LAOLA1: Bei Dominik Landertinger hat man wiederum das Gefühl, dass viel mehr möglich wäre, er aber nach seinen tollen Erfolgen 2009 und 2010 in seiner Entwicklung etwas stagniert. Täuscht der Eindruck?

Gandler: Bis letztes Jahr würde ich auch zustimmen, aber heuer ging es wieder deutlich bergauf. Er hat einen Skiwechsel vollzogen, was nicht immer leicht ist. Es ist aber wesentlich mehr drin, keine Frage. Ich bin zuversichtlich, dass er wieder dort hinkommt, wo er war. Er kam früh in eine Situation, die ihn in den Fokus rückte. Mir war damals klar, dass es danach schwer werden würde, weil er an seinen Erfolgen gemessen wird. Björndalen hat ihn als Nachfolger bezeichnet – das hört man gerne, aber tut nicht unbedingt gut. Er hat Lehrjahre hinter sich. Er muss seinen Weg gehen und vielleicht auch egoistischer werden in seiner Art und Weise.

LAOLA1: Im Vergleich zum Vorjahr hat sich die Mannschaft wieder deutlich besser präsentiert. Stimmt dich die Marschrichtung unter Trainer Remo Krug – die WM mal ausgeklammert – zuversichtlich?

Gandler: Die WM wäre das i-Tüpfelchen gewesen. Man sieht, dass noch einiges zu tun ist. Remo macht sie viele Gedanken, das funktioniert alles sehr gut. Wir wollen einen gemeinsamen Nenner mit den Athleten finden im Hinblick auf Sotschi. Das erste Jahr ist immer das schwierigste.

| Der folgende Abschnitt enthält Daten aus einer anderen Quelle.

PR #1868, opened 2022-04-02
Migrate popovers and tooltips to floating-vue

jovyntls:

- [ ] Documentation update
- [ ] Bug fix
- [x] Code maintenance
- [ ] Others, please explain:

Part of #1702 , by removing the dependency on bootstrap-vue
A copy of #1856 

**Overview of changes:**
- Popovers use the [`Menu` component from Floating Vue](https://floating-vue.starpad.dev/guide/component.html#hover-menu)
- Tooltips use the [`Tooltip` component from Floating Vue](https://floating-vue.starpad.dev/guide/component.html#tooltip)
- Default value of `placement` has been changed to `placement=top` to preserve the same behaviour. floating-vue has the option for `placement=auto`, but this tends to render popups to the right in small containers (where they previously would be on top). Since floating-vue automatically repositions popovers even for non-auto placements, `placement=top` is the closest to the original behaviour.

Should the full removal of bootstrap-vue be done in a separate PR? 

**Testing instructions:**
There should be no noticeable change in behaviour or UI for popovers and tooltips

```
Migrate popovers and tooltips to floating-vue

Popovers and tooltips are implemented using bootstrap-vue. 

bootstrap-vue has dependencies on both Vue and Bootstrap, and has not
migrated the latest versions. This is a blocker for MarkBind's
migration.

Let's use floating-vue's Menu and Tooltip components for Popovers and
Tooltips respectively. floating-vue supports both Vue 2 and Vue 3, and
has fewer dependencies. This allows us to migrate to Vue 3 and 
Bootstrap 5 more easily in the future. 
```

---

- [x] No unrelated changes


ang-zeyu (commented):
Some more issues on top of the earlier reviews:
- Some tooltips don't seem to be working:
   - This one in index.md 
      
   - These ones in tooltips.md (oddly, only on my phone)
      
- Let's add a simple fade or scale enter/leave animation similar to what we had for bootstrap-vue as well, so the activation becomes a little less jarring
- I'm unable to close this specific tooltip after activating it at times on my phone (desktop seems to be ok). Might be the same issue as the first one.
   - 
   - Reproduction (a little unreliable, might need a couple of tries):
      - double / spam click the "coupling" word a couple of times
      - try touching some area outside to close the tooltip

ryoarmanda:
>    - This one in index.md 
> 
>       

Ditto on the above.

> 
>    - These ones in tooltips.md (oddly, only on my phone)
> 
>       
>

I can access the above on my phone 🤔 not sure what happens here.

> - I'm unable to close this specific tooltip after activating it at times on my phone (desktop seems to be ok). Might be the same issue as the first one.
> 
>    - 

Sometimes thus happens on my device too. But I found out a sure way to close this, tap on the tooltip content, then tap outside it.

> Forgot to mention:
> 
> Saw that the previous PR was merged as well -- then reverted? 👀 

Few days ago me and Jonah gave the okay for 3281 students to approve and merge PRs. However, the previous PR for this one was merged with a regular merge commit. We decided to undo the merge in order to maintain atomic history, so this PR is created again.

jovyntls:
> > * This one in index.md
> >   
> 
> Ditto on the above.

Yep, this doesn't work for me too. Will look into it!

> > * These ones in tooltips.md (oddly, only on my phone)
> >   
> 
> I can access the above on my phone 🤔 not sure what happens here.

Same for me, it works fine on my phone

> > * I'm unable to close this specific tooltip after activating it at times on my phone (desktop seems to be ok). Might be the same issue as the first one.
> >   
> >   * 
> 
> Sometimes this happens on my device too. But I found out a sure way to close this, tap on the tooltip content, then tap outside it.

This one works on my phone too (can always be closed by clicking elsewhere).

ang-zeyu:
> I think popover/tooltip animations weren't implemented in v3.1.1 either (effect was in the docs but this was an error). Should I still add it to this PR?

Hmm not sure if we're looking at the same link https://markbind.org/userGuide/components/popups.html#tooltips
(not so much the presence of the `effect` prop, the animation is built into bootstrap-vue if I'm not mistaken, try hovering over it)

> Yep, this doesn't work for me too. Will look into it!

This seems fixed for me now

> Same for me, it works fine on my phone

Figured out a workaround -- holding down on it seems to work 👀

> But I found out a sure way to close this, tap on the tooltip content, then tap outside it.

It should be fixed of course (we can't expect the reader to know the holding down or above trick), hopefully both behaviours boil down to the same issue below.

> This one works on my phone too (can always be closed by clicking elsewhere).

I'm able to reproduce this very reliably now with the newest commit (previously, double/spam clicking seems to do it more reliably).
Just noticed it also occurs with the "tooltip on top/etc" buttons. (I think all the `hover` ones)

packages/vue-components/src/Popover.vue
```diff
@@ -58,16 +69,35 @@ export default {
       isMounted: false,
     };
   },
+  computed: {
+    triggers() {
+      return this.trigger.split(' ');
```
ang-zeyu, line 74: Might be missing the `touch` trigger here https://floating-vue.starpad.dev/guide/component.html#triggers

I'm not too sure of the implementation specifics in floating/bootstrap-vue as well but `hover` is generally clunky on mobile (https://stackoverflow.com/questions/22559756/changing-hover-to-touch-click-for-mobile-devices).
Likely, bootstrap-vue handled its specifics better. Could try investigating in this direction as well.

*ps: I'm using android, chrome

jovyntls:
Thanks for testing @ryoarmanda @ang-zeyu !  Sorry for the force-pushing, I was trying out a new fix by handling <input>s separately, which allows for more specific handling of triggers.

> Hmm not sure if we're looking at the same link [markbind.org/userGuide/components/popups.html#tooltips](https://markbind.org/userGuide/components/popups.html#tooltips)
(not so much the presence of the effect prop, the animation is built into bootstrap-vue if I'm not mistaken, try hovering over it)

It doesn't have the animation for me:

https://user-images.githubusercontent.com/61113575/161415358-11f6e591-9cb4-449b-86e2-7eb5d4ac4a15.mov

packages/vue-components/src/Popover.vue
jovyntls: I tried the `touch` trigger, and it displays the tooltip on "touch and hold" - when you release your finger, the tooltip disappears as well.
Should I document this behaviour in the docs?

ang-zeyu:
> It doesn't have the animation for me:

popoveranim

Hmm works for me (chrome, windows). Might be a browser issue with chrome on mac; See if you can get it working on something else (firefox / safari).

jovyntls:
> Hmm works for me (chrome, windows). Might be a browser issue with chrome on mac; See if you can get it working on something else (firefox / safari).

No animations on:
- Chrome (Mac)
- Safari (Mac/iOS)
- Firefox (Mac)

ang-zeyu:
👀👀  Tried a couple of other browsers and devices (could try this), still ok on my end

There is an https://developer.mozilla.org/en-US/docs/Web/CSS/@media/prefers-reduced-motion accessibility media query that could interfere as well (check if you have reduce motion)

jovyntls:
> 👀👀 Tried a couple of other browsers and devices (could try this), still ok on my end
> 
> There is an [developer.mozilla.org/en-US/docs/Web/CSS/@media/prefers-reduced-motion](https://developer.mozilla.org/en-US/docs/Web/CSS/@media/prefers-reduced-motion) accessibility media query that could interfere as well (check if you have reduce motion)

You're right, turning off my reduced motion settings brought the fade back! 😭 Will add it back to the pop-ups implementations. Thanks for helping to investigate @ang-zeyu !

packages/vue-components/src/Popover.vue
```diff
@@ -21,7 +21,6 @@
       :hide-triggers="triggers"
       :placement="placement"
       :delay="0"
-      popper-class="v-popper__popper--skip-transition"
```
ang-zeyu: 👀 This does the trick for the previous issues, seems like everything was related. 

(just speculation: perhaps `v-popper__popper--skip-transition` isn't meant to be used externally? -- not sure)

packages/vue-components/src/Popover.vue
ang-zeyu: Ahh, thanks for trying. Not my intention (had expected it to be a substitute for `hover`).

https://github.com/MarkBind/markbind/pull/1868#discussion_r841177857

packages/vue-components/src/Popover.vue
ang-zeyu: Think we could @ryoarmanda to do another check too, since a lot of the issues were device specific.

ang-zeyu (approved):
Lgtm 👍

packages/vue-components/src/Popover.vue
jovyntls: > 👀 This does the trick for the previous issues, seems like everything was related.
> 
> (just speculation: perhaps `v-popper__popper--skip-transition` isn't meant to be used externally? -- not sure)

Hmm I believe so! floating-vue's [docs mention `v-popper__popper--skip-transition`](https://floating-vue.starpad.dev/guide/css.html) as a possible helper class though it seems like it's best used in conjunction with floating-vue's CSS themes as a dynamic class.

The hover issues were fixed in [`55a888`](https://github.com/MarkBind/markbind/pull/1868/commits/55a888916273b5c30f92acc5417a008a5c27cd57)—had to separate the handling of `<input>`s because wrapping `<input>` in a wrapper element results in floating-vue being unable to detect its focus events, but failing to wrap other tags in a wrapper element prevents floating-vue from detecting mouse events (which was what caused the un-openable tooltip in index.md).

ryoarmanda: The behaviours are now fixed on my end :+1:

ryoarmanda (approved):
:+1: The issues seem to be resolved now, looks good to me!

ang-zeyu (commented):
One more error, dosen't look like a hydration issue:

Untitled

jovyntls:
> One more error, dosen't look like a hydration issue:
> 
> Untitled

Thanks for the catch! It doesn't appear for me when serving locally, so I'll push some changes and check if it fixes it; will update this message when it's done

LAOLA1: Peter Schröcksnadel sorgte mit einer Aussage für Aufsehen und kündigte an, alles hinterfragen zu wollen. Remo Krug sitzt doch sicher im Sattel?

Gandler: (lacht) Wir haben den Schnitt im Team letztes Jahr gemacht. Dann muss man einem Trainer auch Zeit geben. Es wäre zu früh, wieder alles über den Haufen zu schmeißen. Ich muss erst noch mit Hans Pum reden, dann geht das weiter ins Präsidium. Wer weiß, vielleicht stellen sie ja mich in Frage? (lacht) Wenn, dann habe ich Fehler gemacht.

LAOLA1: Hast du Angst um deinen Posten?

Gandler: Nein, ich habe keine Angst um meinen Job. Ich hatte bereits meine Krisen, aber das ist vorbei. Momentan sehe ich, dass etwas weiter geht. Das Feuer ist wieder da. Vor zwei, drei Jahren habe ich geschwächelt, die Sache ist aber längst erledigt. Für mich war damals der Zuspruch vieler Leute sehr wichtig. Natürlich ist aber jeder ersetzbar.

LAOLA1: Abschließend noch eine Frage zu den Damen. Lisa Hauser zeigt bei den Junioren groß auf, im Weltcup hat sich Iris Waldhuber zurückgemeldet. Bist du mit der Entwicklung zufrieden?

Gandler: Iris ist wieder zum Leben erweckt worden. Mit Lisa im Rücken – dazu gibt es Kupfner, Schwaiger und so weiter – ist das Ziel für mich 2017 die Heim-WM. Wir müssen aber bei den Laufleistungen stärker werden. Die Mischung muss wieder passen, für meinen Geschmack sind wir einfach zu weit weg von der Spitze. Hier muss Trainer-technisch mehr kommen. Wir haben nur einen Coach, das ist einfach zu wenig.

LAOLA1: Vielen Dank für das Gespräch.